Unlucky but Lucky
28 June 2011 Bournemouth to London, UK
A bright and early 3:30am to pick up my sister from Heathrow airport, who’s arrived earlier for one reason or another.
There’s something great about waking up like I did this morning, day’s clothes laid out after having gone to sleep in the afternoon: you always do it in anticipation of something exciting. Christmas, camp, catching an early plane, going somewhere new. You think you’ll be the walking dead, but you roll and fall into your clothes, then the excitement kicks in and it may as well be ten minutes before the big race.
I’m joined on the bus by just five others a young man with a hoodie, who once was sitting at the back but has since moved into my row, two Chinese students on a trip away from their family homes and another two young men who look much more reasonable. All youth and stupidity go hand in hand because we’re all up at this time!
The bus bumbles along smoothly enough to watch the sun rise over land that will be so different and new to someone else.
I arrive at last, stepping out into a lovely English summer’s day: rain. Go down a dodgy lift that looks like a well-used bomb shelter to the terminal and wait nervously to see someone who I used see everyday, but haven’t seen in six months. When I do see Maddie walk through, it’s all very emotional, but that’s not something to go on about here! Maddie’s the first person I’ve seen from my ‘previous lifestyle’, and that’s why it still feels like I haven’t seen her in ages.
The benefits of jetlag start here and end here; Maddie is 100% awake even though it’s not even 6am, whereas I’m starting to feel like I really have woken up at 3am.
We’re sitting in Hyde Park now, bags flopped onto the soggy, though very green, grass, recalling countless stories.
We thought it would be funny to share a little bit of hostel life, but my sister being under eighteen, it’s not guaranteed.
From Hyde Park, we walk through some very nice neighbourhoods, clean neighbourhoods, accidentally passing the hostel about five times.

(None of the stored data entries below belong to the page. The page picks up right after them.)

PR #12026, opened 2026-02-18
Fix a problem with duplicate array-based cell values in the filtering dropdown.

jansiegel:
### Context
This PR should fix two problems with the MultiSelect cell type:

1. Fix a problem with duplicate array-based cell values in the filtering dropdown.
    - when filtering a MultiSelect column and then editing any of the unfiltered cells, the values panel in the filtering dropdown would display all the instances of the same array-based values, instead of displaying every combination once.
2. Fix a problem with removing chips on a AoO dataset.
    - When using an array of objects dataset, it was impossible to remove chips using the "X" button.

[skip changelog]
<sup>Fixes for an unreleased feature</sup>

### How has this been tested?
Tested manually, added test cases.

### Types of changes

### Related issue(s):
[reported directly to me on Slack]

### Affected project(s):
- [x] `handsontable`
- [ ] `@handsontable/angular`
- [ ] `@handsontable/react`
- [ ] `@handsontable/vue`
- [ ] `@handsontable/vue3`

### Checklist:

### DIFF
--- a/handsontable/src/cellTypes/multiSelectType/accessors/valueSetter.js
+++ b/handsontable/src/cellTypes/multiSelectType/accessors/valueSetter.js
@@ -5,12 +5,14 @@ import { isKeyValueObject } from '../../../helpers/object';
  *
  * @param {*} newValue The value to be set.
  * @param {number} row The visual row index.
- * @param {number} column The visual column index.
+ * @param {number|string} column The visual column index or property name.
  * @returns {*} The new value to be set.
  */
 export function valueSetter(newValue, row, column) {
+  const physicalColumn = typeof column === 'string' ? column : this.toPhysicalColumn(column);
+
   if (Array.isArray(newValue)) {
-    const sourceDataAtCell = this.getSourceDataAtCell(this.toPhysicalRow(row), this.toPhysicalColumn(column));
+    const sourceDataAtCell = this.getSourceDataAtCell(this.toPhysicalRow(row), physicalColumn);
 
     if (
       Array.isArray(sourceDataAtCell) &&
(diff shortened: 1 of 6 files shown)


handsontable/src/cellTypes/multiSelectType/accessors/valueSetter.js
```diff
@@ -5,12 +5,14 @@ import { isKeyValueObject } from '../../../helpers/object';
  *
  * @param {*} newValue The value to be set.
  * @param {number} row The visual row index.
- * @param {number} column The visual column index.
+ * @param {number|string} column The visual column index or property name.
  * @returns {*} The new value to be set.
  */
 export function valueSetter(newValue, row, column) {
+  const physicalColumn = typeof column === 'string' ? column : this.toPhysicalColumn(column);
```
budnix: Wouldn't it be better to use `propToCol`? The method already checks the type and returns the correct index.

budnix (changes requested):

handsontable/src/cellTypes/multiSelectType/accessors/valueSetter.js
jansiegel: `propToCol` returns a visual column index, and `setSourceDataAtCell` requires physical indexes ([link](https://handsontable.com/docs/javascript-data-grid/api/core/#setsourcedataatcell)).

jansiegel: edit: my bad, it's required for [getSourceDataAtCell](https://handsontable.com/docs/javascript-data-grid/api/core/#getsourcedataatcell) here, and it requires a visual column index, so even `propToCol` should not be needed here.

budnix: When a visual is required, then why is there` this.toPhysicalColumn(column)`? I think that may be enough `this.getSourceDataAtCell(this.toPhysicalRow(row), column);` (the method also accepts `prop` as column)

jansiegel: Correct, I edited the comment above:
> so even propToCol should not be needed here

I'll leave `column` here, and make adjustments to `utils.js`.

budnix (approved):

I can’t help but think how checking into a hostel be so alien to someone so close. My sister is hesitant to open the door. I open it to find more doors, which is really disappointing. We go through the jokes and ritual again, and open the door. Disappointing again! There’s no one inside. The emptiness, though, turns out to be a godsend for Maddie’s incredibly embarassing introduction to hostel life.
The obligatory London Underground photo. I don’t even know why I took this; she’s been in London three times now.
A thunderstorm ruins our attempts to look around London. We’re trapped in Green Park, right next to Buckingham Palace, in a huge circle of trees. Pushed up to the tree trunk, we don’t get completely drenched, but we do get soaked. Apart from two others imitating us, there’s a fully-suited man sitting in a deck chair in the open, legs stretched out in humility.
Stuck here, laughing harder than the rain on our heads, it’s like we saw each other yesterday. Unlucky, but so lucky.
Sister Maddie fades fast. Jet-lag is a basketball to the crotch: far funnier in observation than in experience. It’s just impossible to keep her awake, but why I get so frustrated is beyond me (one of biggest regrets this year, Maddie, I know you’ll read this sometime. You know that already, but this is here for good measure). I took a bit of a tennis ball to the crotch in being up so early, so here we are, brother and sister, keeling over together.